The Zoonotic Virus Laboratory of IPK compared the antiviral activities of potential COVID-19 drug and drug candidates among the early SARS-CoV-2* isolate and the recent variants* identified from the UK and South Africa in cell culture experiments. Considering many COVID-19 drug candidates currently in the pipeline are targeting TMPRSS2 or viral RNA-dependent RNA polymerase (RdRp), researchers investigated several TMPRSS2 inhibitors, including nafamostat and camostat, and RdRp inhibitors such as remdesivir. Additionally, niclosamide and ciclesonide were studied. 

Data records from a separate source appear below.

PR #3812, opened 2024-02-28
Fix PAASTA_PORT in local-run containers

jfongatyelp:
Looks like we've been setting `PAASTA_PORT` to the port used to bind docker to the container port.  This conflicts with what we specify in the [paasta contract](https://paasta.readthedocs.io/en/latest/about/contract.html#http-tcp-services) which says service owners should listen on `PAASTA_PORT` inside the container.

This switches to let the instance config's `get_env` set `PAASTA_PORT` which should match our expectations, especially as we are using container port in the docker `--publish` flag: https://github.com/Yelp/paasta/blob/master/paasta_tools/cli/cmds/local_run.py#L560-L561 +
https://github.com/Yelp/paasta/blob/master/paasta_tools/cli/cmds/local_run.py#L944

The switch to defer this work to the instance config's `get_env` also meant that for Kubernetes instances, we lose the `PAASTA_CLUSTER` envvar, so this also updates `get_local_run_environment_vars` to include it.

### DIFF
--- a/paasta_tools/cli/cmds/local_run.py
+++ b/paasta_tools/cli/cmds/local_run.py
@@ -661,8 +661,11 @@ def get_local_run_environment_vars(instance_config, port0, framework):
         "PAASTA_DOCKER_IMAGE": docker_image,
         "PAASTA_LAUNCHED_BY": get_possible_launched_by_user_variable_from_env(),
         "PAASTA_HOST": hostname,
-        "PAASTA_PORT": str(instance_config.get_container_port()),
     }
+
+    if hasattr(instance_config, "get_container_port"):
+        env["PAASTA_PORT"] = str(instance_config.get_container_port())
+
     if framework == "marathon":
         fake_taskid = uuid.uuid4()
         env["MESOS_SANDBOX"] = "/mnt/mesos/sandbox"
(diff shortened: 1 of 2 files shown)


EvanKrall (commented):
Huh. It looks like PAASTA_PORT is set by `get_env` in LongRunningServiceConfig, but then local-run uses `get_env_dictionary` instead of `get_env`. I'm not sure why we have two methods that do the same thing (`InstanceConfig.get_env` just does `return self.get_env_dictionary(system_paasta_config=system_paasta_config)`).

Refactoring to make local-run use get_env might help prevent other differences between local-run and actual paasta clusters.

jfongatyelp:
> Huh. It looks like PAASTA_PORT is set by `get_env` in LongRunningServiceConfig, but then local-run uses `get_env_dictionary` instead of `get_env`. I'm not sure why we have two methods that do the same thing (`InstanceConfig.get_env` just does `return self.get_env_dictionary(system_paasta_config=system_paasta_config)`).
> 
> Refactoring to make local-run use get_env might help prevent other differences between local-run and actual paasta clusters.

This makes a ton of sense, thanks!
We had a little weirdness since KuberntesDeploymentConfig.get_env() explicitly `pop`s PAASTA_CLUSTER, but it seems like it should be no harm to just include that in `get_local_run_environment` instead. LMK if you think otherwise.

EvanKrall (approved):

nemacysts (approved):

PR #3814, opened 2024-03-07
Support building Debian package with unprivileged docker

edingroot:
## Description

We have rolled out unprivileged docker to dev boxes, which causes the following problems when building Debian packages:
1. Does not support resolving short image names
  => Error when running `docker pull "docker.io/yelp/paastatools_bionic_container"`.
2. Has a virtual in-container uid to system uid mapping.
  => The whole repository directory will be changed to a incorrect UID/GID, causing the build abort.

This PR fixes both issues during the build process.

## Test
`make -C yelp_package PAASTA_ENV=YELP package_bionic` in devbox.

### DIFF
--- a/yelp_package/Makefile
+++ b/yelp_package/Makefile
@@ -73,6 +73,11 @@ package_%: build_$$*_docker go_entrypoint
 
 	# noddebs to work around https://bugs.debian.org/cgi-bin/bugreport.cgi?bug=897569
 	$(DOCKER_RUN) /bin/bash -c "DEB_BUILD_OPTIONS=noddebs dpkg-buildpackage -d && mv ../*.deb dist/"
+	# The in-house Podman deployment (unprivileged Docker) maps a virtual UID in the OS to root in the container,
+	# so we skip this chown statement to avoid broken permissions.
+ifeq ($(findstring podman,$(DOCKER_HOST)),)
+	$(DOCKER_RUN) chown -R $(UID):$(GID) /work
+endif
 	# then move them back
 	mv ../requirements.txt.old ../requirements.txt
 	mv ../debian/changelog.old ../debian/changelog
--- a/yelp_package/Makefile
+++ b/yelp_package/Makefile
@@ -19,7 +19,7 @@ SHELL=/bin/bash
 
 UID:=`id -u`
 GID:=`id -g`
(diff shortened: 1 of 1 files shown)


yelp_package/Makefile
```diff
@@ -73,7 +73,6 @@ package_%: build_$$*_docker go_entrypoint
 
 	# noddebs to work around https://bugs.debian.org/cgi-bin/bugreport.cgi?bug=897569
 	$(DOCKER_RUN) /bin/bash -c "DEB_BUILD_OPTIONS=noddebs dpkg-buildpackage -d && mv ../*.deb dist/"
-	$(DOCKER_RUN) chown -R $(UID):$(GID) /work
```
piax93, line 76: This will still be needed in case this is built with actual docker, so I'd just suggest wrapping it in
```
ifeq ($(findstring podman,$(DOCKER_HOST)),)
...
endif
```

yelp_package/Makefile
```diff
@@ -73,7 +73,11 @@ package_%: build_$$*_docker go_entrypoint
...
+	# The in-house Podman deployment (unprivileged Docker) maps a virtual UID in the OS to root in the container,
+    # so we skip this chown statement to avoid broken permissions.
```
piax93, line 77: nit
```suggestion
	# The in-house Podman deployment (unprivileged Docker) maps a virtual UID in the OS to root in the container,
	# so we skip this chown statement to avoid broken permissions.
```

piax93 (approved):

yelp_package/Makefile
```diff
@@ -73,7 +73,11 @@ package_%: build_$$*_docker go_entrypoint
...
+	ifeq ($(findstring podman,$(DOCKER_HOST)),)
+		$(DOCKER_RUN) chown -R $(UID):$(GID) /work
+	endif
```
piax93, line 80: actually, looks like you'll want this not indented, otherwise `make` doesn't parse the if statement correctly.

```suggestion
ifeq ($(findstring podman,$(DOCKER_HOST)),)
	$(DOCKER_RUN) chown -R $(UID):$(GID) /work
endif
```

piax93 (changes requested):

yelp_package/Makefile
edingroot: Updated, thanks!

piax93 (approved):

PR #3816, opened 2024-03-12
stop monkey-patching the HPA object

drmorr0:
PaaSTA is on a modern-enough version of the Python kubernetes client that we don't need to monkey-patch the HPA dict anymore.

# Testing done
- make test

cc @jfongatyelp


jfongatyelp (approved):

nemacysts (approved):

drmorr0:
@jfongatyelp tested this on infrastage and confirmed the HPA still works, so I will merge now.

PR #3820, opened 2024-03-19
removed default eks var in kubernetes_cr.py

ajayOO8:
This will only add "paasta.yelp.com/eks" label when true, otherwise operators fails to reconcile existing stateful sets and other immutable k8s objects

### DIFF
--- a/paasta_tools/setup_kubernetes_cr.py
+++ b/paasta_tools/setup_kubernetes_cr.py
@@ -298,12 +298,13 @@ def format_custom_resource(
                 paasta_prefixed("service"): service,
                 paasta_prefixed("instance"): instance,
                 paasta_prefixed("cluster"): cluster,
-                "paasta.yelp.com/eks": str(is_eks),
             },
             "annotations": {},
         },
         "spec": instance_config,
     }
+    if is_eks:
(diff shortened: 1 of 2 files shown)


jfongatyelp (approved):

paasta_tools/setup_kubernetes_cr.py
```diff
@@ -298,12 +298,13 @@ def format_custom_resource(
...
                 paasta_prefixed("instance"): instance,
                 paasta_prefixed("cluster"): cluster,
-                "paasta.yelp.com/eks": str(is_eks),
             },
             "annotations": {},
         },
         "spec": instance_config,
     }
+    if is_eks:
+        resource["metadata"]["labels"]["paasta.yelp.com/eks"] = str(is_eks)
```
nemacysts, line 307: should this be
```suggestion
        resource["metadata"]["labels"][paasta_prefixed("eks")] = str(is_eks)
```
to be consistent with the other paasta.yelp.com labels?

nemacysts (approved):

paasta_tools/setup_kubernetes_cr.py
ajayOO8: Thanks. updated the PR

* Korea Disease Control and Prevention Agency, National Culture Collection for Pathogens, NCCP43326, NCCP43381, NCCP43382
 
TMPRSS2 inhibitors block SARS-CoV-2 from entering cells, and RdRp inhibitors interfere with the viral genome replication. 
 
The researchers explained that no mutation was found at or near the target sites of the analyzed drugs, thus these drugs were still effective in suppressing the replication of the two variants as well as the early SARS-CoV-2 isolate.
 
The result of this study accelerates the ongoing development of the COVID-19 therapeutics targeting TMPRSS2 and RdRp and helps to expand treatment strategies through follow-up studies.
Among the drugs analyzed, nafamostat, camostat, niclosamide, and ciclesonide are the drug candidates identified through the drug repositioning research of the IPK last year and currently in the development pipeline. IPK, in cooperation with domestic pharmaceutical companies, is conducting phase 2 and phase 3 clinical trials of nafamostat overseas, including Mexico, Senegal, and Australia, and phase 2 clinical trials of camostat in Mexico.
 
Dr. Youngmee Jee, the IPK CEO, said, “IPK has pioneered the discovery of COVID-19 drug candidates utilizing its innovative image-based screening technology and is currently conducting multiple clinical trials of the identified drugs leveraging our broad international network. Integrating IPK’s core competencies, we are taking the lead in responding to the COVID-19 pandemic." Dr. Jee added, “This research aimed to help respond to the emergence of SARS-CoV-2 variants, and we will continue to devote ourselves to contributing to the national and global infectious disease preparedness and response.”
 
The research was supported by national R&D projects, including the National Life and Safety Emergency Response Research funded by the Ministry of Science and ICT and the Ministry of the Interior and Safety.